Complex Analysis 2nd Ed. by Stephen D. Fisher: Q&A

[becu]

Hi,
I'm studying complex analysis right now, I would like to use this thread to ask questions when I read books. Many questions will be very stupid, so please bear with me.
Also, English is my second language.

text: Complex Analysis (2nd edition)
author: Stephen D. Fisher

[question deleted] this first question is very stupid. i figured it out. thank you. i will come back for other questions.

Thanks.

 

[becu]

Variation of Maximum principle: "If u(x,y) is harmonic and nonconstant on a domain D, then |u(x,y)| has no local maximum in D". the proof of this is left as an exercise. i want to prove it.

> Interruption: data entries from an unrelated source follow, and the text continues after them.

PR #1648, opened 2021-06-19
Update to emscripten 2.0.24

hoodmane:

PR #1943, opened 2021-11-10
Update emscripten to 20.0.17

hoodmane:
Work in progress. Currently results in some out of bounds access errors in chrome. I wonder if there is any relation with the memory errors I see in #1938.

@rth I wonder if these errors have anything to do with the chrome bug in #1449? We should update the chrome driver.


rth:
> We should update the chrome driver.

Trying to update in https://github.com/pyodide/pyodide/pull/1952

ryanking13:
I found that we were trying to update emscripten to 20.0.24 in #1648, is this PR a stepping stone for #1648?

rth:
Yes, updating in smaller steps is often easier (when the large update fails has some issues). Make it easier to find the change in emsctipen that could responsible for the failure.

case 1: u(x,y) is complex-valued function, then since u is harmonic, it is analytic on D. By the Maximum Modulus Principle, |u| has no local max in D
case 2: u(x,y) is real-valued function, then u has no local max and no local min in D. How do you go from this to |u|?

Thanks.

 

[HallsofIvy]

If u is harmonic on D, then there exist another harmonic function, v(x,y), such that f(z)= u(z)+ iv(z) where z= x+ iy, is analytic on D.

 

[jostpuur]

If u is harmonic on D, then there exist another harmonic function, v(x,y), such that f(z)= u(z)+ iv(z) where z= x+ iy, is analytic on D.

Not true 100%. For example $D=\mathbb{C}\backslash\{0\}$ and $u(z)=\log |z|$.

 

[HallsofIvy]

True! I was assuming a simply connected domain.

 

[becu]

If u is harmonic on D, then there exist another harmonic function, v(x,y), such that f(z)= u(z)+ iv(z) where z= x+ iy, is analytic on D.

then? we're using this fact to prove when the case u is complex-valued function right? I got that part down, put I'm stuck when u is real-valued function.

actually when I read further down, the book suggest to use mean-value property to prove above statement.